━━━━━ THE RECORDS
Issue #198, opened 2020-02-04
Transaction: Unregister an Org


NunoAlexandre:
![Screenshot 2020-02-04 at 13 56 10](https://user-images.githubusercontent.com/7075260/73746715-1c8d4000-4756-11ea-830a-dd117f37bba1.png)

NunoAlexandre:
Done ✅

Issue #195, opened 2020-02-04
Transaction: Register an Org


NunoAlexandre:
![Screenshot 2020-02-04 at 13 23 37](https://user-images.githubusercontent.com/7075260/73744669-8fe08300-4751-11ea-9f70-dd8aaecfa985.png)

NunoAlexandre:
Done ✅

PR #211, opened 2020-02-07
Feature/orgs [Part 1]

### LINKED ISSUE #194: Implement Org type
Screenshot 2020-02-04 at 13 21 22

### Scope

This issue is meant to only tackle the implementation of the `Org` type, not it's integration with the other types neither transactions involving it.

NunoAlexandre:
Closes #194, #195, #198, #212

### Changes

- Implement `Org` type (#194)
- Add `RegisterOrg` message ( #195)
- Add `UnregisterOrg` message (#198)
- Unit test both new messages
- Support `RegisterOrg` and `UnregisterOrg` from the cli (#212)

### Decisions

Regarding the `Org` type, I have opted for `Vec` instead of `HashSet` for the Org members and projects fields for the reason I explain at 72c63a3896eb25c96ace77082abc3c5c921f38e6:

> Note that we opt for Vec for members and projects since substrate
doesn't offer Encode/Decode implementations for HashSet. To be able to
use HashSet we would need to create wrapper types around
HashSet<AccountId> and HashSet<ProjectName> since it's not possible to
implement a trait for a type foreigner to the current crate.

### DIFF
--- a/cli/src/commands.rs
+++ b/cli/src/commands.rs
@@ -136,6 +136,64 @@ impl CommandT for ListProjects {
 }
 
 #[derive(StructOpt, Debug, Clone)]
+/// Register an org.
+pub struct RegisterOrg {
+    /// Id of the org to register.
+    id: OrgId,
+}
+
+#[async_trait::async_trait]
+impl CommandT for RegisterOrg {
+    async fn run(&self, command_context: &CommandContext) -> Result<(), CommandError> {
+        let client = &command_context.client;
+
+        let register_org_fut = client
+            .sign_and_submit_message(
+                &command_context.author_key_pair,
+                message::RegisterOrg {
+                    id: self.id.clone(),
+                },
+            )
+            .await?;
+        println!("Registering org...");
+
+        let org_registered = register_org_fut.await?;
+        transaction_applied_ok(&org_registered)?;
+        println!("Org {} is now registered.", self.id);
+        Ok(())
+    }
+}
+
+#[derive(StructOpt, Debug, Clone)]
+/// Unregister an org.
+pub struct UnregisterOrg {
+    /// Id of the org to unregister.
+    id: OrgId,
+}
+
+#[async_trait::async_trait]
+impl CommandT for UnregisterOrg {
+    async fn run(&self, command_context: &CommandContext) -> Result<(), CommandError> {
+        let client = &command_context.client;
+
+        let register_org_fut = client
+            .sign_and_submit_message(
+                &command_context.author_key_pair,
+                message::UnregisterOrg {
+                    id: self.id.clone(),
+                },
+            )
+            .await?;
+        println!("Unregistering org...");
+
+        let org_unregistered = register_org_fut.await?;
+        transaction_applied_ok(&org_unregistered)?;
+        println!("Org {} is now unregistered.", self.id);
+        Ok(())
+    }
+}
+
+#[derive(StructOpt, Debug, Clone)]
 /// Register a project under the default "rad" domain.
 pub struct RegisterProject {
     /// Name of the project to register.
--- a/core/src/lib.rs
+++ b/core/src/lib.rs
@@ -20,6 +20,8 @@
 
 extern crate alloc;
 
+use alloc::vec::Vec;
+
 use sp_core::{ed25519, H256};
 use sp_runtime::traits::BlakeTwo256;
 
@@ -55,5 +57,38 @@ pub type Balance = u128;
 pub type ProjectName = String32;
 
 pub type ProjectId = (ProjectName, ProjectDomain);
+
+pub type OrgId = String32;
+
+/// Org
+///
+/// Different from [state::Org] in which this type gathers
+/// both the id and the other Org fields, respectively stored
+/// as an Org's storage key and data, into one complete type.
+#[derive(Clone, Debug, Eq, PartialEq)]
+pub struct Org {
+    // Id of an Org.
+    pub id: OrgId,
+
+    /// See [state::Org::account_id]
+    pub account_id: AccountId,
+
+    /// See [state::Org::members]
+    pub members: Vec<AccountId>,
+
+    /// See [state::Org::projects]
+    pub projects: Vec<ProjectName>,
+}
+
+impl Org {
+    pub fn from(id: OrgId, org: state::Org) -> Org {
+        Org {
+            id,
+            account_id: org.account_id,
+            members: org.members,
+            projects: org.projects,
+        }
+    }
+}
 
 pub type CheckpointId = H256;
--- a/core/src/message.rs
+++ b/core/src/message.rs
@@ -18,8 +18,43 @@
 //! See the README.md for more information on how to document messages.
 extern crate alloc;
 
-use crate::{AccountId, Balance, Bytes128, CheckpointId, ProjectId, H256};
+use crate::{AccountId, Balance, Bytes128, CheckpointId, OrgId, ProjectId, H256};
 use parity_scale_codec::{Decode, Encode};
+
+/// Registers an org on the Radicle Registry with the given ID.
+///
+/// # State changes
+///
+/// If successful, a new [crate::state::Org] with the given properties is added to the state.
+///
+/// [crate::state::Org::members] is initialized with the transaction author as the only member.
+///
+/// [crate::state::Org::account_id] is generated randomly.
+///
+/// # State-dependent validations
+///
+/// An Org with the same ID must not yet exist.
+///
+#[derive(Decode, Encode, Clone, Debug, Eq, PartialEq)]
+pub struct RegisterOrg {
+    pub id: OrgId,
+}
+
+/// Unregisters an org on the Radicle Registry with the given ID.
+///
+/// # State changes
+///
+/// If successful, the targeted Org is removed from the state.
+///
+/// # State-dependent validations
+///
+/// The targeted org must exist and have no projects and the
+/// the transaction origin must be its only member.
+///
+#[derive(Decode, Encode, Clone, Debug, Eq, PartialEq)]
+pub struct UnregisterOrg {
+    pub id: OrgId,
+}
 
 /// Registers a project on the Radicle Registry with the given ID.
 ///
--- a/core/src/state.rs
+++ b/core/src/state.rs
@@ -14,11 +14,12 @@
 // along with this program.  If not, see <https://www.gnu.org/licenses/>.
 
 //! Type definitions for all entities stored in the ledger state.
+
 use alloc::vec::Vec;
 use parity_scale_codec::{Decode, Encode};
 use sp_runtime::traits::Hash;
 
-use crate::{AccountId, Balance, Bytes128, CheckpointId, Hashing, ProjectId, H256};
+use crate::{AccountId, Balance, Bytes128, CheckpointId, Hashing, ProjectId, ProjectName, H256};
 
 /// A checkpoint defines an immutable state of a project’s off-chain data via a hash.
 ///
@@ -72,7 +73,7 @@ pub struct Project {
     /// ID of the project. The storage key is derived from this value.
     pub id: ProjectId,
 
-    /// Account ID that holds the projecs founds.
+    /// Account ID that holds the projecs funds.
     ///
     /// This is randomly generated and unlike for other accounts there is no private key that
     /// controls this account.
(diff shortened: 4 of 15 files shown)


cli/src/commands.rs
```diff
@@ -135,6 +135,60 @@ impl CommandT for ListProjects {
     }
 }
 
+#[derive(StructOpt, Debug, Clone)]
+pub struct RegisterOrg {
+    id: OrgId,
```
geigerzaehler: Please add some docs for the struct and field. Since we’re using `StructOpt` these docs will be used to generate the CLI help.

core/src/state.rs
```diff
@@ -117,3 +120,15 @@ pub type AccountBalance = Balance;
...
 /// Indicies are stored as a map with a key derived from [crate::AccountId].
 pub type Index = u32;
+
+#[derive(Decode, Encode, Clone, Debug, Eq, PartialEq)]
+pub struct Org {
+    pub id: OrgId,
+    pub account_id: AccountId,
+    pub members: Vec<AccountId>,
+    pub projects: Vec<ProjectName>,
+    pub contract: Contract,
```
geigerzaehler: I would omit this field for now. Contracts are very much underspecified and we don’t know how they will look yet.

runtime/src/registry.rs
```diff
@@ -84,6 +89,33 @@ pub mod store {
...
+        pub fn id_from_key(key: &[u8]) -> Result<OrgId, parity_scale_codec::Error> {
+            use parity_scale_codec::Decode;
+
+            let prefix = Self::final_prefix();
+            // Length of BlakeTwo128 output
+            let key_hash_prefix_length = 16;
+            let key_prefix_length = prefix.len() + key_hash_prefix_length;
+            let mut id_bytes = &key[key_prefix_length..];
+            OrgId::decode(&mut id_bytes)
+        }
```
geigerzaehler: This code is duplicated in `Projects`. Will the project implementation vanish? If not we should extract the duplication.

runtime/src/registry.rs
```diff
@@ -162,6 +194,56 @@ decl_module! {
...
+            let sender = ensure_signed(origin)?;
+
+            match store::Orgs::get(message.id.clone()) {
+                None => {},
+                Some(_) => return Err(RegistryError::DuplicateOrgId.into()),
+            }
+
+            let random_account_id = AccountId::unchecked_from(
+                pallet_randomness_collective_flip::Module::<T>::random(
+                    b"project-account-id",
```
geigerzaehler:
```suggestion
                    b"org-account-id",
```

core/src/state.rs
```diff
@@ -117,3 +120,15 @@ pub type AccountBalance = Balance;
 ///
 /// Indicies are stored as a map with a key derived from [crate::AccountId].
 pub type Index = u32;
+
+#[derive(Decode, Encode, Clone, Debug, Eq, PartialEq)]
+pub struct Org {
```
geigerzaehler: Don’t forget the documentation.

core/src/state.rs
```diff
@@ -117,3 +120,15 @@ pub type AccountBalance = Balance;
...
+    pub id: OrgId,
```
geigerzaehler: Is there a reason we store the ID alongside the org? I don’t think there is a need that arises from the spec. This is similar to how projects are implemented but I believe this is not necessary there either.

core/src/message.rs
```diff
@@ -18,9 +18,44 @@
...
+/// Unregisters an org on the Radicle Registry with the given ID.
+///
+/// # State changes
+///
+/// If successful, the targeted Org is removed from the state.
+///
+/// # State-dependent validations
+///
+/// The targeted org must have no projects and the transaction origin
+/// must be its only member.
```
geigerzaehler: And the targeted organization must exist

runtime/src/registry.rs
```diff
@@ -162,6 +194,56 @@ decl_module! {
...
+            store::Orgs::insert(new_org.id.clone(), new_org.clone());
+            Self::deposit_event(Event::OrgRegistered(new_org.id));
+            Ok(())
+        }
+
+        #[weight = SimpleDispatchInfo::FreeNormal]
+        pub fn unregister_org(origin, message: message::UnregisterOrg) -> DispatchResult {
+            fn can_be_unregistered(org: state::Org, sender: AccountId) -> bool {
+                org.members == vec![sender] && org.projects.is_empty()
+            }
```
geigerzaehler: Is there a reason to have this as a closure? Can’t we just inline the code? It is only used once.

test-utils/src/lib.rs
```diff
@@ -75,6 +75,12 @@ pub fn random_register_project_message(checkpoint_id: CheckpointId) -> message::
     }
 }
 
+pub fn random_register_org_message() -> message::RegisterOrg {
+    let org_id = String32::from_string(random_string(32)).unwrap();
+
+    message::RegisterOrg { id: org_id }
+}
```
geigerzaehler: How about replacing this with a `random_string32` function and constructing the message from that?

runtime/tests/org_registration.rs
```diff
@@ -0,0 +1,131 @@
...
+use radicle_registry_client::*;
+use radicle_registry_test_utils::*;
+
+#[async_std::test]
+async fn register_org() {
+    let client = Client::new_emulator();
+    let alice = key_pair_from_string("Alice");
+    let register_org_message = random_register_org_message();
+
+    let tx_applied = submit_ok(&client, &alice, register_org_message.clone()).await;
```
geigerzaehler: We’re neglecting to check that `tx_applied.result` is `Ok(())`. Same for `unregister_org`.

core/src/state.rs
NunoAlexandre: The `id` is a property of an Org, so I don't get your point. Are you concerned with storage optimization? If that's the case, that's not something we _need_ to worry about now. In the worse case, we could have dedicated types for storage that don't have the id to cut the redundancy. 

In any case, from a practical point of view, the org id will be required for a couple of operations such as unregister an org and any operation on projects, so I see useful keeping this field in Org to facilitate those use cases, without having to keep an org_id somewhere aside.

We can discuss this further on Monday!

runtime/src/registry.rs
NunoAlexandre: Readability. 

`if org.members == vec![sender] && org.projects.is_empty()` means what it means, `if can_be_unregistered(org, sender)` is more descriptive. We can move it out and unit test it, that'd better.

test-utils/src/lib.rs
NunoAlexandre: Good idea!

runtime/tests/org_registration.rs
NunoAlexandre: Hm, no, I'm checking that for all applied transactions.

cli/src/commands.rs
NunoAlexandre: Will do!

core/src/state.rs
NunoAlexandre: Agree, will remove.

core/src/state.rs
NunoAlexandre: Done!

core/src/message.rs
NunoAlexandre: done.

test-utils/src/lib.rs
NunoAlexandre: Done.

runtime/src/registry.rs
NunoAlexandre: ✅

runtime/src/registry.rs
NunoAlexandre: The project implementation will not vanish, this is indeed duplication we don't want to have. We can easily dry this, but I'd prefer us to think of a way of making this more reliable. It is rather fragile to manipulate such a critical part of the registry using hardcoded values and methods to extract ids from storage keys. For instance, `key_hash_prefix_length = 16;`. Shall BlakeTwo128 change its output size, this code won't complain but keep compiling, silently.

My suggestion is to create a `BlakeTwo128Decoder` where this is dry and placed within context. It would be even better if the keys specified in the `decl_storage` could automatically pickup (or have to) on this implementation when they have `hasher(blake2_128_concat)` enabled.

Will see what's possible. Let if you have any further or different insight.

core/src/state.rs
NunoAlexandre: ✅

runtime/src/registry.rs
NunoAlexandre: One point more: functions are not just useful to extract duplications but also to create layers of abstract. `if org.members == vec![sender] && org.projects.is_empty()` is what I call "naked code", `if can_be_unregistered(org, sender)` is abstracted and provides a richer idiom to think about the problem.

runtime/tests/org_registration.rs
geigerzaehler: Ah yes. I missed it.

runtime/src/registry.rs
geigerzaehler: Good point. I’d also be ok with leaving this for now and creating an issue.

runtime/tests/org_registration.rs
NunoAlexandre: No worries, I prefer false-negative than let letting bad stuff go in.

runtime/src/registry.rs
NunoAlexandre: Sounds good! Maybe we can work something out with the Substrate project to implement this out of the box.

core/src/state.rs
NunoAlexandre: Discussed offline: Storing data on the blockchain is expensive, for two main reasons:

1. data schema amendments are difficult since the data effectively lives forever
2. each full node needs to keep _all_ the data


**Solution**:

Create an internal `Org` type that is only used for storage, that does not contain the redundant `id` field. When fetching an org or multiple orgs, build the external `Org` type by extracting the id from the storage key. It changes nothing for the client and reduces costs in the chain itself.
━━━━━━━━━━
DIRECTIONS FOR THIS TASK:
Copy out each line of the listing that holds the word "images".

SOLUTION BELOW:
![Screenshot 2020-02-04 at 13 56 10](https://user-images.githubusercontent.com/7075260/73746715-1c8d4000-4756-11ea-830a-dd117f37bba1.png)
![Screenshot 2020-02-04 at 13 23 37](https://user-images.githubusercontent.com/7075260/73744669-8fe08300-4751-11ea-9f70-dd8aaecfa985.png)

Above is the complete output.